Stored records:
:::
PR #299, opened 2024-03-12
feat: add signal aliases on SignalGroup

getzze:
Split from #265
solves https://github.com/pyapp-kit/psygnal/issues/261

Add a keyword argument to `SignalGroupDescriptor` to specify signal aliases (if the alias is None, no signal is created for this field). The signal aliases table is stored in the `SignalGroup` class (or subclass).

### DIFF
--- a/src/psygnal/_group.py
+++ b/src/psygnal/_group.py
@@ -260,6 +260,7 @@ class SignalGroup:
     _psygnal_signals: ClassVar[Mapping[str, Signal]]
     _psygnal_uniform: ClassVar[bool] = False
     _psygnal_name_conflicts: ClassVar[set[str]]
+    _psygnal_aliases: ClassVar[Mapping[str, str | None]]
 
     _psygnal_instances: dict[str, SignalInstance]
 
@@ -280,7 +281,11 @@ class SignalGroup:
         }
         self._psygnal_relay = SignalRelay(self._psygnal_instances, instance)
 
-    def __init_subclass__(cls, strict: bool = False) -> None:
+    def __init_subclass__(
+        cls,
+        strict: bool = False,
+        signal_aliases: Mapping[str, str | None] = {},
+    ) -> None:
         """Collects all Signal instances on the class under `cls._psygnal_signals`."""
         # Collect Signals and remove from class attributes
         # Use dir(cls) instead of cls.__dict__ to get attributes from super()
@@ -327,6 +332,9 @@ class SignalGroup:
                 UserWarning,
                 stacklevel=2,
             )
+
+        aliases = getattr(cls, "_psygnal_aliases", {})
+        cls._psygnal_aliases = {**aliases, **signal_aliases}
 
         cls._psygnal_uniform = _is_uniform(cls._psygnal_signals.values())
         if strict and not cls._psygnal_uniform:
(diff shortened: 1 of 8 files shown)


getzze:
All tests pass, there is just a small performance regression. This is good to review.

tlambert03:
at first glance I'm impressed!  will review more thoroughly soon.  thanks again @getzze

src/psygnal/_group.py
```diff
@@ -403,6 +411,12 @@ def __repr__(self) -> str:
         name = self.__class__.__name__
         return f"<SignalGroup {name!r} with {len(self)} signals>"
 
+    def get_signal_by_alias(self, name: str) -> SignalInstance | None:
+        sig_name = self._psygnal_aliases.get(name, name)
+        if sig_name is None or sig_name not in self:
+            return None
+        return self[sig_name]
```
tlambert03, line 418: hey @getzze, I think this is probably my only question (in an extremely nice PR).  I can see why you did it this way as opposed to modifing `__getitem__`  It allows someone to query both the alias name and the original name.  Do you think that's important? (I assume so, since you've been giving it a lot of thought and opted for this).

tlambert03:
hey @getzze, I was able to avoid the slight performance regression with https://github.com/pyapp-kit/psygnal/pull/299/commits/64e2fb4740816af427cc0408716e72f58387a556

i know it was a very small one, but time to set attribute on evented models is probably the benchmark i am most concerned about keeping fast.

src/psygnal/_group.py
:::
PROBLEM REQUIREMENTS
State in a single number how many lines in the data include the word "regression".

ANSWER TO THIS PROBLEM
2